What would I do differently? Not listen to weather reports, and pack a hat, suntan cream etc - and make sure I'd got some emergency water.

And what was the key to my finish? Not giving up.

Jo Phillips, 5:09:56

Best moment: Seeing everyone doing the YMCA between mile 4-5 - what a sight!! Smiling for the first two hours because I was having such a good time! The crowds were fantastic - how lovely some people can be!!

Worst moment: Getting to Mile 20 and realising I still had 6 miles to go with the most agonising bum cramp! Also, some idiot from the crowd throwing empty water bottles at the runners between mile 3-6! There's always one!!

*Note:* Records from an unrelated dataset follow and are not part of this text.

PR #403, opened 2016-09-17
update messageboard timestamp when last topic changes

### LINKED ISSUE #358: when a post is added to a topic should update messageboard_last_topic
Currently messageboards' updated_at only reflect topics that have been added or deleted. So if you're looking at a list of messageboards then they are in order of most recent topic addition, rather than most recent activity. The "last updated at"  is quite confusing for users in some apps.

I'd propose that when a post is added to a topic we call `Topic update_messageboard_last_topic` as well as calling update_parent_last_user_and_timestamp.

Is there a strong argument for the current behaviour, for existing mainapps for example?

In terms of implementation, could do this in an after_commit, or in an after_action in the posts_contoller.

timdiggins:
Adds last_post_at to messageboard and ensure it get changed to last post date (last topic's updated_at), when a topic is updated (post is added or deleted). Closes #358.

### DIFF
--- a/app/models/thredded/messageboard.rb
+++ b/app/models/thredded/messageboard.rb
@@ -68,9 +68,8 @@ module Thredded
 
     def update_last_topic!
       return if destroyed?
-      update_column(
-        :last_topic_id, topics.order_recently_updated_first.moderation_state_visible_to_all.select(:id).first.try(:id)
-      )
+      self.last_topic = topics.order_recently_updated_first.moderation_state_visible_to_all.select(:id).first
+      save! if last_topic_id_changed?
     end
   end
 end
--- a/spec/models/thredded/messageboard_spec.rb
+++ b/spec/models/thredded/messageboard_spec.rb
@@ -84,4 +84,25 @@ module Thredded
       end
     end
   end
+
+  describe '#update_last_topic!' do
+    let(:messageboard) { create(:messageboard) }
+    let(:new_topic) { create(:topic, messageboard: messageboard) }
+    let(:the_last_topic) { create(:topic, messageboard: messageboard) }
+    let(:an_hour_ago) { 1.hour.ago }
+    before do
+      travel_to(an_hour_ago) { messageboard.reload.update!(last_topic: the_last_topic) }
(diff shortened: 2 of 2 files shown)


glebm:
Perhaps there should be a separate timestamp for this, because `updated_at` gets updated in other cases (such as changing the messageboard name or assigning it to a different MessageboardGroup)?

glebm:
@timdiggins Perhaps `last_post_at` or `last_posted_in_at`? `last_written_at` seems a bit ambiguous but maybe it's  just me

timdiggins:
`last_post_at` works for me. This will then go into the 0.6->0.7 migration I think. Will adjust

timdiggins:
@glebm I'm wondering in fact if we even need this `last_post_at` it's really just a denormalization of last_topic's updated_at-- for #404 can just use last_topic's updated_at (when configured). Thoughts?

glebm:
The topic's updated_at can change for reasons other than a new post, such as its title becoming updated, or the topic becoming locked, etc. Perhaps there should be a `last_post_at` column on the topics as well.

timdiggins:
> The topic's updated_at can change for reasons other than a new post, such as its title becoming updated, or the topic becoming locked, etc. Perhaps there should be a last_post_at column on the topics as well.

@glebm I agree with creating Topic#last_post_at with narrower semantics than Topic#updated_at, but this is a bigger change -- I think it should be a separate PR (it will change many views and also `Topic#update_last_user_and_time_from_last_post!` ).

In which case this PR should just be something quite simple -- when Messageboard#last_topic_id changes then Messageboard#updated_at should change too.

timdiggins:
@glebm this is now a much smaller and coherent PR. I think I will merge later unless any concerns but will carry on from this to work on adding `Topic#last_post_at` then work on messageboard ordering (both of which will need to be next minor version as they involve db changes, which this PR no longer does)

timdiggins:
oh wow, sorry. something went really wrong with that last push. Just fixed with a force push.

timdiggins:
have created #405 to capture the change to last_post_at for Topics (and PrivateTopics in fact, because it is much easier if they are the same)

Most surprising moment: Realising that I felt good between mile 13 and 20 and that I was actually doing a marathon. As it was my first one and I had run no further than 13 miles beforehand, I was surprised how well I did and how little I had to walk!

I had the most amazing day and I loved every second of it (even the painful bum cramp!!). Before Sunday, I said this would be my first and last marathon, but now I'm looking forward to the next one!

Niki Baldwin, 6:20

This was my first marathon. What a fantastic experience! I struggled by the 16-mile mark (shouldn't have started so quickly!!) and hated the Docklands stretch. At the 21-mile marker, my knees refused to go the way I wanted them to, much to the amusement of large group of supporters. One guy just yelled "come on Niki, you can do it, you can run in a straight line". Funny: I thought I was...

My best moment was realising I could finish. I managed to get my act together by the 23-mile marker and ran, walked , and crawled to St. James's Park. The crowds were truly amazing and so supportive - they really do make all the difference.

On a selfish note, my real best moment was seeing my mum as I crossed the finish line. She was yelling my name to all and sundry and crying out "that's my daughter, she's just run 26 miles". In that moment, as I waved my medal at her, all the pain and the odd swear word was truly worth it.

Would I do it again? Too damn right.